● What you have to do
Please reproduce the entries below exactly, starting at the first line and ending with the line that holds "-81,7 +81,7 @@".

● Supplied material
#####
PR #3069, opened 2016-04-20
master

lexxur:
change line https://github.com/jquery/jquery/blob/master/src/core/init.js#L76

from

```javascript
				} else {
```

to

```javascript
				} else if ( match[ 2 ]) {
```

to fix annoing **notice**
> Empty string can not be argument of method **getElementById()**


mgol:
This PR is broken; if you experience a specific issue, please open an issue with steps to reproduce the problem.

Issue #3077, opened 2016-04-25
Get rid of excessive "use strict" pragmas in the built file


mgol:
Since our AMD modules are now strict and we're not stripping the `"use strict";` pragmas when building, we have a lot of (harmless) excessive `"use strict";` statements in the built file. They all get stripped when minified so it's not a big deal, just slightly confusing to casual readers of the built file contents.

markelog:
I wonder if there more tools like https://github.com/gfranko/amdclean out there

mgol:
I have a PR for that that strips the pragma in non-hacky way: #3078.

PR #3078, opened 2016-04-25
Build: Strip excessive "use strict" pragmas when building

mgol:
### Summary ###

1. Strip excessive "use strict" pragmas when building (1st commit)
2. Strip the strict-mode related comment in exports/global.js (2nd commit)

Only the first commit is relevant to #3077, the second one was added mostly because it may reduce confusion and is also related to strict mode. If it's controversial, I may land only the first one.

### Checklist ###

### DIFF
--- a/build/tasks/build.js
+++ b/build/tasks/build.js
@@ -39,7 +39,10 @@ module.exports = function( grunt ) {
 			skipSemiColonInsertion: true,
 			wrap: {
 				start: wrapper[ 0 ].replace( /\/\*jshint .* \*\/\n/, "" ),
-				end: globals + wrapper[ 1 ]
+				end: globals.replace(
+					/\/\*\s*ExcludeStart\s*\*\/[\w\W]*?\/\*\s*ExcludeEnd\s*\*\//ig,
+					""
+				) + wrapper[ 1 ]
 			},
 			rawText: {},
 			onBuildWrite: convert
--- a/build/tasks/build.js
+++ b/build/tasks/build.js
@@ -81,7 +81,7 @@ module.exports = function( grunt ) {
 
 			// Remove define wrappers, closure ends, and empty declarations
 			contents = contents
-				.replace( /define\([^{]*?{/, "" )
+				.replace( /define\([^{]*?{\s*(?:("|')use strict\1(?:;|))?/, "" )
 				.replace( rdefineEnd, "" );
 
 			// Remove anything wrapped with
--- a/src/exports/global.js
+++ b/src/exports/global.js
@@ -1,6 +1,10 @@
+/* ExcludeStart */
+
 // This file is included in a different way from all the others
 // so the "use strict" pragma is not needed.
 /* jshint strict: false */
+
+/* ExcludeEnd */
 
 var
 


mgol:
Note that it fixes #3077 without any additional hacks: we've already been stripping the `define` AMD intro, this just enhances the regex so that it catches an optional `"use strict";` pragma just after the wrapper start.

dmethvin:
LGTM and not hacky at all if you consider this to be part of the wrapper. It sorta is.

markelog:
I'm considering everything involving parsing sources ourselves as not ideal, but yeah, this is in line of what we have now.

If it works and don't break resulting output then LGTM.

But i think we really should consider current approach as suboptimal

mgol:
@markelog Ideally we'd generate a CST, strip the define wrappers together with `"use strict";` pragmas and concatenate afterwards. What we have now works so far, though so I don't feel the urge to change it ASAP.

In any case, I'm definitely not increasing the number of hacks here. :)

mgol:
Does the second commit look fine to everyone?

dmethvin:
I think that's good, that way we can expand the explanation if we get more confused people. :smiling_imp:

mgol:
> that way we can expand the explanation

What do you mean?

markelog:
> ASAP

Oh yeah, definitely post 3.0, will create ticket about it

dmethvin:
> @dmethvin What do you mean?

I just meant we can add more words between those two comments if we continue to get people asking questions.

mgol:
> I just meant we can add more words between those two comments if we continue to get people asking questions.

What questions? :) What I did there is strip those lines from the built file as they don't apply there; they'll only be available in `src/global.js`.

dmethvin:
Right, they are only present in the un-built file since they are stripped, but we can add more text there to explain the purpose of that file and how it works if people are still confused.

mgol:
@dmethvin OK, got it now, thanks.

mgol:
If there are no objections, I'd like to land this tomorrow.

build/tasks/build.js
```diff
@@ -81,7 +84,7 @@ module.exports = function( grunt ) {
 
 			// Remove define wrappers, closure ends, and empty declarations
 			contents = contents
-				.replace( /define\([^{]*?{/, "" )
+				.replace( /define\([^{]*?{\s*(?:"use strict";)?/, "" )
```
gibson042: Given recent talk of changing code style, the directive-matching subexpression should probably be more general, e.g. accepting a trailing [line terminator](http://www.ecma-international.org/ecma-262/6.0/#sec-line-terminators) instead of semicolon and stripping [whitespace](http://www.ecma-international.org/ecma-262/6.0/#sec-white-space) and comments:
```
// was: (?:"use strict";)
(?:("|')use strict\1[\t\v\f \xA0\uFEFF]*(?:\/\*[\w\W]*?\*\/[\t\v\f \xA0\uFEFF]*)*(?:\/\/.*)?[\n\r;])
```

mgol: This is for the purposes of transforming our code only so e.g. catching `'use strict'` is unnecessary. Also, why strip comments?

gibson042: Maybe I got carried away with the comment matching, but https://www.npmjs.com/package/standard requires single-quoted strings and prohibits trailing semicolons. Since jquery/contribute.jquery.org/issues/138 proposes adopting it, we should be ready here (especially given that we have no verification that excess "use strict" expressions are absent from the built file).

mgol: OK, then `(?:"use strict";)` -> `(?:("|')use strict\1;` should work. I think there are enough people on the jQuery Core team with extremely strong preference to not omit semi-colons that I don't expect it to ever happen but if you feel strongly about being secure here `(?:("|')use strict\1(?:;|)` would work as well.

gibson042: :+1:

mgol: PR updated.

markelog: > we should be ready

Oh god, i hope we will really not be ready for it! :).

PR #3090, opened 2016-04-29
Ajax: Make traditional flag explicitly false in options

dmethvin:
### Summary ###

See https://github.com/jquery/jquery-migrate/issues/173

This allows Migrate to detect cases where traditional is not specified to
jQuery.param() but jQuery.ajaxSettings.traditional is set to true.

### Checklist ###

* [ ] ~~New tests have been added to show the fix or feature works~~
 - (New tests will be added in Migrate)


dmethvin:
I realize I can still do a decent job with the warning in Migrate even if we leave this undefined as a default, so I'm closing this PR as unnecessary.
#####
● Result for this task
PR #3069, opened 2016-04-20
master

lexxur:
change line https://github.com/jquery/jquery/blob/master/src/core/init.js#L76

from

```javascript
				} else {
```

to

```javascript
				} else if ( match[ 2 ]) {
```

to fix annoing **notice**
> Empty string can not be argument of method **getElementById()**


mgol:
This PR is broken; if you experience a specific issue, please open an issue with steps to reproduce the problem.

Issue #3077, opened 2016-04-25
Get rid of excessive "use strict" pragmas in the built file


mgol:
Since our AMD modules are now strict and we're not stripping the `"use strict";` pragmas when building, we have a lot of (harmless) excessive `"use strict";` statements in the built file. They all get stripped when minified so it's not a big deal, just slightly confusing to casual readers of the built file contents.

markelog:
I wonder if there more tools like https://github.com/gfranko/amdclean out there

mgol:
I have a PR for that that strips the pragma in non-hacky way: #3078.

PR #3078, opened 2016-04-25
Build: Strip excessive "use strict" pragmas when building

mgol:
### Summary ###

1. Strip excessive "use strict" pragmas when building (1st commit)
2. Strip the strict-mode related comment in exports/global.js (2nd commit)

Only the first commit is relevant to #3077, the second one was added mostly because it may reduce confusion and is also related to strict mode. If it's controversial, I may land only the first one.

### Checklist ###

### DIFF
--- a/build/tasks/build.js
+++ b/build/tasks/build.js
@@ -39,7 +39,10 @@ module.exports = function( grunt ) {
 			skipSemiColonInsertion: true,
 			wrap: {
 				start: wrapper[ 0 ].replace( /\/\*jshint .* \*\/\n/, "" ),
-				end: globals + wrapper[ 1 ]
+				end: globals.replace(
+					/\/\*\s*ExcludeStart\s*\*\/[\w\W]*?\/\*\s*ExcludeEnd\s*\*\//ig,
+					""
+				) + wrapper[ 1 ]
 			},
 			rawText: {},
 			onBuildWrite: convert
--- a/build/tasks/build.js
+++ b/build/tasks/build.js
@@ -81,7 +81,7 @@ module.exports = function( grunt ) {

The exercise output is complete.